Кратко воспроизведенная здесь вековая генеалогия интересующего нас тезиса имеет прямое отношение к научной революции, переживаемой сегодня. Она подтверждает на историческом и онтологическом уровнях существование бесспорного и вечного, принципиального и неустранимого конфликта науки, как наиболее последовательной формы рационального познания, и жизни, как непосредственно переживаемого первозданного блага, дарованного человеку. Если не конфликта, то во всяком случае принадлежности их к разным сферам бытия. Между тем смысл научной революции, переживаемой сегодня наукой вообще и гуманитарной наукой в частности, как раз и состоит в преодолении этого непреодолимого конфликта — в научном познании культурно-исторической жизни именно как жизни, во всей ее повседневно-бытовой непосредственности, в ее текучести, непредсказуемости, капризной и неуловимой изменчивости, в бесконечности ее индивидуальных вариаций.

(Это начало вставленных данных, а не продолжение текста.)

PR #148, opened 2016-12-04
Update DoCIF to fix caching issues

jgkamat:
There was a regression in the Docker Hub API recently that prevented the code that checks if a cache image is available. This fixes it, and should make your builds faster again.


rmkeezer:
faster builds means faster checkmarks, nice job!

PR #163, opened 2017-01-23
Log dmesg to try to catch compiler failures

jgkamat:
Hopefully this debug output should help me debug your c++ compiler failures.

Let me know if you think anything is wrong with it.


jgkamat:
Also another thing that could be causing your compiler failures is zombie processes, but I don't think that's the issue.

Let me know when you find a failure with this branch merged in and I'll take a peek.

jgkamat:
@rmkeezer have you seen any issues of this compiler error occuring after this was merged in? I also switched the build infrastructure to be backed by 14.04 rather than the old 12.04, so that might have improved things as well.

PR #167, opened 2017-02-02
Adjust and fix pothole detector

jmschonfeld:


rmkeezer:
Nice! This was definitely needed

Issue #149, opened 2016-12-05
Investigate possible race condition in building igvc_msgs


rmkeezer:
CircleCI is sometimes not building igvc_msgs before igvc. This should have been fixed a while ago. If anyone is failing builds on master please post the log here

dpattison3:
Rviz plugings are the only module that doesn't set messages as a dependency (it wasn't compiling when I fixed the earlier issue anyway). Should it depend on messages? That's the only recent thing to change right?

JasonGibson274:
I think we should close this issue and reopen it if the issue returns. CircleCI seems to be building fine to me.

jgkamat:
This is still happening, just at a much reduced rate. [See this build log for details](https://271-16996386-gh.circle-artifacts.com/0/tmp/circle-artifacts.rnZw4Il/compile.txt). I /think/ that rviz_plugins needs to depend on igvc_msgs as well (although, since igvc depends on it, shouldn't igvc_msgs depend on it as well?).

PR #171, opened 2017-02-12
Move Tuning Parameters to YAML File

jmschonfeld:
This moves all of the tuning parameters for the line detector and pothole detector algorithms to two external YAML files. One YAML file is tuned for the gazebo simulator in ideal situations. The other YAML file will be tuned to a real-life scenario in non-ideal conditions. Which YAML file to use is specified in the launch file for line detector and pothole detector.


jgkamat:
@rmkeezer is this failure the igvc_msgs race condition, or just a mistake in the PR? If it's the race condition we should add the hack to build igvc_msgs back (or fix the race condition).

[see the output of this build log](https://271-16996386-gh.circle-artifacts.com/0/tmp/circle-artifacts.rnZw4Il/compile.txt)

jmschonfeld:
The code compiles fine on my VM with no issues, and executes correctly in RViz and Gazebo. The build log fails on files related to the rviz_plugins directory (it looks like), and I know that none of the code I pushed was related to rviz/rviz plugins.

jgkamat:
Yah, this is the race condition we saw a long time ago. It seems like #149 was never fully fixed (just migitated).

jgkamat:
I've rebuilt your build so you get a :white_check_mark:, hopefully we'll fix this issue before anyone sees it agian.

dpattison3:
#149 Fully fixed it at the time, but at the time, we were not building any of the RViz plugins (they didn't compile for other reasons). #173 is the correct solution.
@rmkeezer Be more careful with the code next time.

rmkeezer:
Ah, yeah I added that a long time ago, my bad

rmkeezer:
This is the first step to eliminating magic numbers from our code, good job!

PR #173, opened 2017-02-13
Try to fix igvc_msgs race condition again

### LINKED ISSUE #149: Investigate possible race condition in building igvc_msgs

jgkamat:
Closes #149 

Let me know if this dosen't seem right. No way to be sure if this is fixed without letting it sit for a long time.


rmkeezer:
Ah that was my bad, thanks!

PR #189, opened 2017-03-09
Fix Pothole Detector Transformations

jmschonfeld:
Makes the correct transformations for the pothole detector and removes the hardcoded "optical_cam_center" so that "optical_cam_left", etc. can be used


rmkeezer:
Looks good!

PR #190, opened 2017-03-09
Condensed camera launch files into a single launch file

kscharm:


rmkeezer:
This is related to #104

JasonGibson274:
Can this be changed to follow our conventions on naming of the cameras

Issue #185, opened 2017-03-07
Remove Non-Info Camera From Line Detector


jmschonfeld:
The line detector currently has a hard-coded boolean value that will determine whether to use a camera with info or a camera without info. Since all of our cameras on the robot and in Gazebo currently publish camera info, the code that handles non-info cameras in the line detector should be removed.

PR #191, opened 2017-03-09
Fixes pothole detector seg fault and Removes non-info camera from line detector

jmschonfeld:
Fixes an invalid memory reference (SIGSEGV) caused by accessing a pixel out of the bounds of the image when processing potholes


jmschonfeld:
Fixes issue #185

Issue #188, opened 2017-03-09
Decrease Image Resolution/Frequency


jmschonfeld:
Either decrease the resolution of the image or the frequency of the image processing to ensure that the image processing can run fast enough on the NUCs.

PR #194, opened 2017-03-12
Added spin rate to limit vision modules

rmkeezer:
Slows line detector and pothole detector refresh rate to 5 per second.


rmkeezer:
Fixes #188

В этом все дело. На протяжении трехсот или четырехсот лет в гуманитарной сфере конфликт разрешался таким образом, что объектом научного познания становились только те стороны и проявления исторического бытия, духовной деятельности и культуры, которые были такому познанию адекватны, т. е. выражали не жизнь людей во всем ее конкретном многообразии и чувственной достоверности, а либо систему категорий, в которых историческая жизнь оказывалась интерпретирована и сублимирована, либо, действительно, конкретные факты, но относящиеся не столько к жизни, сколько к характеризующим ее обобщениям, из этих фактов выводимые, ими доказываемые и подтверждаемые.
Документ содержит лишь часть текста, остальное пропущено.